Let $Y_{ij}$ be the $j$ th observation of $i$ th group . We can write the model as
Model
\[Y_{ij} = \mu + \tau_i + \epsilon_{ij}\]- $Y_{ij}$: The observation from group $i$ and individual $j$
- $\mu$: The overall mean
- $\tau_i$: The effect of the $i$-th group
- $\epsilon_{ij}$: The random error term
Now using LSE of $\mu , \alpha_i,\epsilon_{ij} $ The reduced model assumes that there are no differences between group means:
\[Y_{ij} = \mu + \epsilon_{ij}\]Required ANOVA Table
The ANOVA summary table partitions the total variation into components due to the model (between groups) and error (within groups).

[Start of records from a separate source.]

PR #4820, opened 2026-03-20
S3: support disabling ACL headers

EricMountain:
S3 buckets with `BucketOwnerEnforced` ownership reject any request that includes an `x-amz-acl` header. The current driver always sends this header via `getACL()`, which returns `aws.String(d.ObjectACL)`.

This change implements a way to omit the header entirely by setting `objectacl: ""` in the registry config.

Prior to using this configuration, I was hitting this error on push:

```
"POST /v2/xxxxx/yyyyyy/pause/blobs/uploads/ HTTP/1.1" 500 275 "" "containerd/2.2.1+unknown"
zzzzzzz registry time="2026-03-19T15:29:36.213562358Z" level=error msg="response completed with error"
err.code=unknown err.detail="s3aws: AccessControlListNotSupported: The bucket does not allow ACLs\n\tstatus code: 400
```

### DIFF
--- a/registry/storage/driver/s3-aws/s3.go
+++ b/registry/storage/driver/s3-aws/s3.go
@@ -137,6 +137,7 @@ func init() {
 	} {
 		validObjectACLs[objectACL] = struct{}{}
 	}
+	validObjectACLs[""] = struct{}{}
 
 	// Register this as the default s3 driver in addition to s3aws
 	factory.Register("s3", &s3DriverFactory{})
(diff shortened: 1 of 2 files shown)


EricMountain:
Discovered

- https://github.com/distribution/distribution/issues/3861 
- and https://github.com/distribution/distribution/pull/3862/s

Going to read through those before pursuing with this proposed change.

| Source | Sum of Squares (SS) | Degrees of Freedom (df) | Mean Square (MS) | F-statistic |
|---|---|---|---|---|
| Between Groups | $SSB$ | $k-1$ | $MSB = \frac{SSB}{k-1}$ | $F = \frac{MSB}{MSW}$ |
| Within Groups | $SSW$ | $N-k$ | $MSW = \frac{SSW}{N-k}$ | |
| Total | $SST$ | $N-1$ |
- $SSB$: Between-group sum of squares
- $SSW$: Within-group sum of squares
- $SST$: Total sum of squares ($SST = SSB + SSW$)
- $k$: Number of groups
- $N$: Total number of observations
Example
Consider the following data:
- Group 1: $1, 2, 5$
- Group 2: $2, 4, 2$
- Group 3: $2, 3, 4$
Calculate Group Means and Overall Mean
- Group 1 mean: $\mu_1 = \frac{1 + 2 + 5}{3} = 2.67$
- Group 2 mean: $\mu_2 = \frac{2 + 4 + 2}{3} = 2.67$
- Group 3 mean: $\mu_3 = \frac{2 + 3 + 4}{3} = 3.00$
- Overall mean: $\mu = \frac{1 + 2 + 5 + 2 + 4 + 2 + 2 + 3 + 4}{9} = 2.78$
Compute the Sum of Squares
\[SSB = \sum_{i=1}^{k} n_i (\mu_i - \mu)^2\]where $n_i$ is the number of observations in group $i$.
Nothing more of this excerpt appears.